### TASK BRIEF
An accurate, complete copy of the records below is required.
─── GIVEN RECORDS ───
PR #57, opened 2016-04-21

obedmr:
proposed features:

    - This module would contain all modules default structs
    - We'll have the following sections:
      - launcher
      - scheduler
      - controller
      - cnci-agent
    defaults that were set in config module

### DIFF
--- a/networking/cnci_agent/scripts/README.md
+++ b/networking/cnci_agent/scripts/README.md
@@ -7,38 +7,34 @@ Helper scripts to provision and test CNCI Images
 ## CNCI Image Provisioning ##
 
 The CNCI Image creation scripts helps you create a CNCI Image from
-a clear linux cloud image. Clear cloud images can be obtained from
+a clear linux cloud image. Clear cloud images for the CNCI can be obtained from
 
-https://download.clearlinux.org/image/
+https://download.clearlinux.org/demos/ciao/
 
 The scripts are used to provision the image with the CNCI Agent and
 the certificates it needs to connect to the ciao-scheduler.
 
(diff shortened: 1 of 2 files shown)


markdryan:
@obedmr I stupidly added my comments in #56 instead of this PR.  Most still apply apart from the comment on the paths.  Could you check #56?

Also, I don't think it makes sense to put config.go in a separate package as it contains launcher specific code.  I'd move that file into launcher and change names of the variables so that they start with a lower case letter.  Obviously you can't do this for the structure that contains the Unmarshalled json.

obedmr:
@markdryan , /me applying changes. Just a question. I may move the launcher structs to launcher code, but what if we keep the InitConfg and LoadConfigFile functions at config.go? Don't you think that it may be a repeated code if we also add into the other projects like ciao-controller, ciao-scheduler, etc?

I could just create the launcher struct for example, and pass it to the config.go for reading and loading the variables there. And then reuse the config.go for the rest of components. How is it?

markdryan:
@obedmr  Right now InitConfig and LoadConfigFile are launcher specific as they take a CiaoConfig parameter.  If you can make them generic, then I agree it makes sense to leave them in a separate package.  LauncherConfig would need to move to launcher but I guess InitConfig could accept an interface{} parameter to which launcher would pass a *LauncherConfig.  Do we need to return usedFile?

obedmr:
@markdryan ok, gotcha, let me make it more generic. Regarding the usedFile was just to have the record of what was the last taken config file. But It is not necessary certain at the end. Because user will only put those values he or she wants to change, the rest values would be taken from defaults.

PR #60, opened 2016-04-22

obedmr:
proposed features:

  - "config" package for handling the CIAO config files parsing
      - This package is generic for all CIAO services' confs
    defaults that were set on each service

### DIFF
--- a/ciao-launcher/main.go
+++ b/ciao-launcher/main.go
@@ -33,6 +33,7 @@ import (
 
 	"github.com/golang/glog"
 
+	"github.com/01org/ciao/config"
 	"github.com/01org/ciao/payloads"
 	"github.com/01org/ciao/ssntp"
 )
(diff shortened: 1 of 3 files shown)


etc/ciao/ciao.json
```diff
@@ -0,0 +1,9 @@
+{
+    "server": "localhost3",
+    "cacert": "/etc/pki/ciao/CAcert-server-localhost.pem",
+    "cert": "/etc/pki/ciao/cert-client-localhost.pem",
+    "compute-net":  "",
+    "mgmt-net":  "",
+    "disk-limit": true,
+    "mem-limit": true
+}
```
sameo: How do you plan to support controller, launcher (NN and CN) and scheduler from the same config file ? Each block should be namespaced.

etc/ciao/ciao.json
```diff
@@ -0,0 +1,9 @@
+{
+    "server": "localhost3",
```
sameo: Please use a more realistic (Even though fake) URL. e.g. ciao-scheduler.example.com to let people understand that this should be a real URL or an IP. No one is ever going to run a real cluster on a single machine.

etc/ciao/ciao.json
```diff
@@ -0,0 +1,9 @@
...
+    "cacert": "/etc/pki/ciao/CAcert-server-localhost.pem",
```
sameo: Real ciao-cert generated CA certificates are going to look like: CAcert-ciao-scheduler.example.com.pem (To match my previous comment). Please use that.

etc/ciao/ciao.json
```diff
@@ -0,0 +1,9 @@
...
+    "cert": "/etc/pki/ciao/cert-client-localhost.pem",
```
sameo: A ciao-cert generated private key name will contain the embedded role. In that case this would be: cert-CNAgent-localhost.pem. Please use that name as well.

config/config.go
```diff
@@ -0,0 +1,58 @@
...
+		}
+	}
+	err = json.Unmarshal(file, &ciaoConf)
+	if err != nil {
+		return err
+	}
+	return nil
+}
+
+func InitConfig(config interface{}) error {
```
sameo: Please document this exported function.

ciao-launcher/main.go
```diff
@@ -538,6 +582,12 @@ func main() {
 		log.Fatalf("Unable to initialise logs: %v", err)
 	}
 
+	if configError != nil {
+		log.Fatalf("Failure in Config files: %v", configError)
```
sameo: Not sure we want this one to be fatal. If the right information was provided through the command line, a wrongly formatted configuration file should only be a warning and not prevent us from starting launcher.

config/config.go
```diff
@@ -0,0 +1,58 @@
+/*
```
sameo: I'd expect to see a couple of unit tests for that new package. We want to easily verify through go test that a correctly formatted config file will work and a malformed one will fail as expected.

obedmr:
@sameo thanks for the feedback, /me applying changes.

obedmr:
Configuration support architecture changed to #66

PR #63, opened 2016-04-23
ciao-launcher: Networking: better macvtap defaults

mcastelino:
- Set up better macvtap defaults in ciao-launcher with mq and vhost support
- Update the iperf to use 8 tcp connections to leverage mq
- Update the CNCI workload definition to have more RAM


ciao-launcher/qemu.go
```diff
@@ -289,57 +289,76 @@ func (q *qemu) deleteImage() error {
...
-	/*
-	   3, what do you mean 3.  Well, it turns out that files passed to child
-	   processes via cmd.ExtraFiles have different fds in the child and the
-	   parent.  In the child the fds are determined by the file's position
-	   in the ExtraFiles array + 3. Since we're only specifying a single
-	   file we end up with an child fd of 3.
-	*/
+		f, err := os.OpenFile(tapDev, os.O_RDWR, 0666)
+		if err != nil {
+			glog.Errorf("Failed to open tap device %s: %s", tapDev, err)
```
markdryan: Won't we leak fds here if we get an error, i.e, if we fail to open a file for the 3rd queue, but the first 2 succeed.

ciao-launcher/qemu.go
```diff
@@ -289,57 +289,76 @@ func (q *qemu) deleteImage() error {
...
+			return nil, nil, err
+		}
+		fds[q] = f
+		/*
+		   3, what do you mean 3.  Well, it turns out that files passed to child
+		   processes via cmd.ExtraFiles have different fds in the child and the
+		   parent.  In the child the fds are determined by the file's position
+		   in the ExtraFiles array + 3.
+		*/
+		fdParam = fmt.Sprintf("%s%s%d", fdParam, fdSeperator, q+3)
```
markdryan: Might be more efficient to use a bytes.Buffer here.

ciao-launcher/qemu.go
```diff
@@ -453,19 +472,29 @@ func (q *qemu) startVM(vnicName, ipAddress string) error {
...
+		if q.cfg.NetworkNode {
+			var err error
+			var macvtapParam []string
+			//TODO: @mcastelino get from scheduler/controller
+			numQueues := 4
+			macvtapParam, fds, err = computeMacvtapParam(vnicName, q.cfg.VnicMAC, numQueues)
+			if err != nil {
+				return err
+			}
+			for _, f := range fds {
```
markdryan: Probably more efficient to do
```
defer func(fds []*os.File) {
   for _, f := range fds {
     _ = f.Close()
   }
}(fds)
``` 

This will also keep errcheck happy.  errcheck will complain about defer f.Close().  I realise the code was already like this.  It was on my today list to fix.

Also, I don't see why you check to see if the file handle is nil?  I don't see how that could be the case.

ciao-launcher/qemu.go
mcastelino: Thanks I missed it. Fixed.

ciao-launcher/qemu.go
mcastelino: Created a new function to handle both the error and success cases consistently.

mcastelino:
Rebased to the tip.

markdryan:
PR looks fine to me now.  Feel free to merge.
───
### RESULT
PR #57, opened 2016-04-21

obedmr:
proposed features:

    - This module would contain all modules default structs
    - We'll have the following sections:
      - launcher
      - scheduler
      - controller
      - cnci-agent
    defaults that were set in config module

### DIFF
--- a/networking/cnci_agent/scripts/README.md
+++ b/networking/cnci_agent/scripts/README.md
@@ -7,38 +7,34 @@ Helper scripts to provision and test CNCI Images
 ## CNCI Image Provisioning ##
 
 The CNCI Image creation scripts helps you create a CNCI Image from
-a clear linux cloud image. Clear cloud images can be obtained from
+a clear linux cloud image. Clear cloud images for the CNCI can be obtained from
 
-https://download.clearlinux.org/image/
+https://download.clearlinux.org/demos/ciao/
 
 The scripts are used to provision the image with the CNCI Agent and
 the certificates it needs to connect to the ciao-scheduler.
 
(diff shortened: 1 of 2 files shown)


markdryan:
@obedmr I stupidly added my comments in #56 instead of this PR.  Most still apply apart from the comment on the paths.  Could you check #56?

Also, I don't think it makes sense to put config.go in a separate package as it contains launcher specific code.  I'd move that file into launcher and change names of the variables so that they start with a lower case letter.  Obviously you can't do this for the structure that contains the Unmarshalled json.

obedmr:
@markdryan , /me applying changes. Just a question. I may move the launcher structs to launcher code, but what if we keep the InitConfg and LoadConfigFile functions at config.go? Don't you think that it may be a repeated code if we also add into the other projects like ciao-controller, ciao-scheduler, etc?

I could just create the launcher struct for example, and pass it to the config.go for reading and loading the variables there. And then reuse the config.go for the rest of components. How is it?

markdryan:
@obedmr  Right now InitConfig and LoadConfigFile are launcher specific as they take a CiaoConfig parameter.  If you can make them generic, then I agree it makes sense to leave them in a separate package.  LauncherConfig would need to move to launcher but I guess InitConfig could accept an interface{} parameter to which launcher would pass a *LauncherConfig.  Do we need to return usedFile?

obedmr:
@markdryan ok, gotcha, let me make it more generic. Regarding the usedFile was just to have the record of what was the last taken config file. But It is not necessary certain at the end. Because user will only put those values he or she wants to change, the rest values would be taken from defaults.

PR #60, opened 2016-04-22

obedmr:
proposed features:

  - "config" package for handling the CIAO config files parsing
      - This package is generic for all CIAO services' confs
    defaults that were set on each service

### DIFF
--- a/ciao-launcher/main.go
+++ b/ciao-launcher/main.go
@@ -33,6 +33,7 @@ import (
 
 	"github.com/golang/glog"
 
+	"github.com/01org/ciao/config"
 	"github.com/01org/ciao/payloads"
 	"github.com/01org/ciao/ssntp"
 )
(diff shortened: 1 of 3 files shown)


etc/ciao/ciao.json
```diff
@@ -0,0 +1,9 @@
+{
+    "server": "localhost3",
+    "cacert": "/etc/pki/ciao/CAcert-server-localhost.pem",
+    "cert": "/etc/pki/ciao/cert-client-localhost.pem",
+    "compute-net":  "",
+    "mgmt-net":  "",
+    "disk-limit": true,
+    "mem-limit": true
+}
```
sameo: How do you plan to support controller, launcher (NN and CN) and scheduler from the same config file ? Each block should be namespaced.

etc/ciao/ciao.json
```diff
@@ -0,0 +1,9 @@
+{
+    "server": "localhost3",
```
sameo: Please use a more realistic (Even though fake) URL. e.g. ciao-scheduler.example.com to let people understand that this should be a real URL or an IP. No one is ever going to run a real cluster on a single machine.

etc/ciao/ciao.json
```diff
@@ -0,0 +1,9 @@
...
+    "cacert": "/etc/pki/ciao/CAcert-server-localhost.pem",
```
sameo: Real ciao-cert generated CA certificates are going to look like: CAcert-ciao-scheduler.example.com.pem (To match my previous comment). Please use that.

etc/ciao/ciao.json
```diff
@@ -0,0 +1,9 @@
...
+    "cert": "/etc/pki/ciao/cert-client-localhost.pem",
```
sameo: A ciao-cert generated private key name will contain the embedded role. In that case this would be: cert-CNAgent-localhost.pem. Please use that name as well.

config/config.go
```diff
@@ -0,0 +1,58 @@
...
+		}
+	}
+	err = json.Unmarshal(file, &ciaoConf)
+	if err != nil {
+		return err
+	}
+	return nil
+}
+
+func InitConfig(config interface{}) error {
```
sameo: Please document this exported function.

ciao-launcher/main.go
```diff
@@ -538,6 +582,12 @@ func main() {
 		log.Fatalf("Unable to initialise logs: %v", err)
 	}
 
+	if configError != nil {
+		log.Fatalf("Failure in Config files: %v", configError)
```
sameo: Not sure we want this one to be fatal. If the right information was provided through the command line, a wrongly formatted configuration file should only be a warning and not prevent us from starting launcher.

config/config.go
```diff
@@ -0,0 +1,58 @@
+/*
```
sameo: I'd expect to see a couple of unit tests for that new package. We want to easily verify through go test that a correctly formatted config file will work and a malformed one will fail as expected.

obedmr:
@sameo thanks for the feedback, /me applying changes.

obedmr:
Configuration support architecture changed to #66

PR #63, opened 2016-04-23
ciao-launcher: Networking: better macvtap defaults

mcastelino:
- Set up better macvtap defaults in ciao-launcher with mq and vhost support
- Update the iperf to use 8 tcp connections to leverage mq
- Update the CNCI workload definition to have more RAM


ciao-launcher/qemu.go
```diff
@@ -289,57 +289,76 @@ func (q *qemu) deleteImage() error {
...
-	/*
-	   3, what do you mean 3.  Well, it turns out that files passed to child
-	   processes via cmd.ExtraFiles have different fds in the child and the
-	   parent.  In the child the fds are determined by the file's position
-	   in the ExtraFiles array + 3. Since we're only specifying a single
-	   file we end up with an child fd of 3.
-	*/
+		f, err := os.OpenFile(tapDev, os.O_RDWR, 0666)
+		if err != nil {
+			glog.Errorf("Failed to open tap device %s: %s", tapDev, err)
```
markdryan: Won't we leak fds here if we get an error, i.e, if we fail to open a file for the 3rd queue, but the first 2 succeed.

ciao-launcher/qemu.go
```diff
@@ -289,57 +289,76 @@ func (q *qemu) deleteImage() error {
...
+			return nil, nil, err
+		}
+		fds[q] = f
+		/*
+		   3, what do you mean 3.  Well, it turns out that files passed to child
+		   processes via cmd.ExtraFiles have different fds in the child and the
+		   parent.  In the child the fds are determined by the file's position
+		   in the ExtraFiles array + 3.
+		*/
+		fdParam = fmt.Sprintf("%s%s%d", fdParam, fdSeperator, q+3)
```
markdryan: Might be more efficient to use a bytes.Buffer here.

ciao-launcher/qemu.go
```diff
@@ -453,19 +472,29 @@ func (q *qemu) startVM(vnicName, ipAddress string) error {
...
+		if q.cfg.NetworkNode {
+			var err error
+			var macvtapParam []string
+			//TODO: @mcastelino get from scheduler/controller
+			numQueues := 4
+			macvtapParam, fds, err = computeMacvtapParam(vnicName, q.cfg.VnicMAC, numQueues)
+			if err != nil {
+				return err
+			}
+			for _, f := range fds {
```
markdryan: Probably more efficient to do
```
defer func(fds []*os.File) {
   for _, f := range fds {
     _ = f.Close()
   }
}(fds)
``` 

This will also keep errcheck happy.  errcheck will complain about defer f.Close().  I realise the code was already like this.  It was on my today list to fix.

Also, I don't see why you check to see if the file handle is nil?  I don't see how that could be the case.

ciao-launcher/qemu.go
mcastelino: Thanks I missed it. Fixed.

ciao-launcher/qemu.go
mcastelino: Created a new function to handle both the error and success cases consistently.

mcastelino:
Rebased to the tip.

markdryan:
PR looks fine to me now.  Feel free to merge.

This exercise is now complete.